# Win 95, Kompatibilität



## kickerxy123 (11. Juli 2008)

Hallo,

zu meinem Problem:

Ich habe ein recht aktuellen PC :
1TB FP über SATA2
DVD über IDE
Gigabyte P35DS3 (ATX)
Intel Dual Core E6750
nVidia Geforce 8800 GT (PCIe, glaube 2.0)
Sound onBoard
-Eigenbau

so... und nun will ich auf dieses System (oder auch ähnliche..., daher wäre auch interessant mit AMD usw..) Windows 95, MS-DOS oder Win 98 aufspielen.

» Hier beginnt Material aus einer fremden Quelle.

PR #275, opened 2016-04-09
[C/C++] String escape sequence improvements

jbw3:
I made the following changes:
* Fixed issue where some octal escape sequences were highlighted as invalid
* Allowing hexadecimal escape sequences to be more that 2 digits long
* No longer highlighting \p (this is not a valid escape sequence in the C or C++ standards)

I followed the specification found [here](http://en.cppreference.com/w/cpp/language/escape). The only difference is I still highlight \e. This is not part of the C or C++ standards, but is supported by some compilers (I tested with Clang).

### DIFF
--- a/C++/C.sublime-syntax
+++ b/C++/C.sublime-syntax
@@ -88,7 +88,7 @@ contexts:
         - include: string_escaped_char
 
   string_escaped_char:
-    - match: '\\(\\|[abefnprtv''"?]|[0-3]\d{,2}|[4-7]\d?|x[a-fA-F0-9]{,2}|u[a-fA-F0-9]{,4}|U[a-fA-F0-9]{,8})'
+    - match: \\(?:\\|[abefnrtv\'"?]|[0-7]{1,3}|x[\da-fA-F]+|u[\da-fA-F]{4}|U[\da-fA-F]{8})
       scope: constant.character.escape.c
     - match: \\.
       scope: invalid.illegal.unknown-escape.c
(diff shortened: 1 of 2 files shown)


jfcherng:
A related one [here](https://github.com/sublimehq/Packages/pull/274) so you may want to revise your PR. (I didn't review your PR carefully but it looks like maybe related to this.)

jbw3:
@jfcherng Thanks for pointing that bug out. That was probably why the octal escape sequences were not highlighted correctly. My PR still fixes the hexadecimal issue, though. I don't think that is related to the regex engine bug.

Geht das so einfach`? Gibt es Haken in der Ansprechweise von z.B. GraKA oder DVD player? Auch bei den FPs über Sata mach ich mir Sorgen- kurzum --- geht es so?
Bitte keine Vorschläge über Hardwareemulation oder andere Softwaremäßigen vorschläge 

lg
eXo


----------



## Dennis Wronka (11. Juli 2008)

Ich glaube kaum dass Du auf diesem System Win95 oder aehnlich veraltete Software betreiben kannst. Ganz allein schon weil Du wohl kaum Treiber fuer den Chipsatz (und somit den Festplatten-Controller) Deines Boards finden duerftest.
Aus diesem Grund musste ich letztes Jahr naemlich mein geliebtes Windows 2000 in den Ruhestand schicken, ganz einfach weil es keinen Treiber fuer mein Board gab. Und Win2K ist doch ein klein wenig neuer als was Du vorhast.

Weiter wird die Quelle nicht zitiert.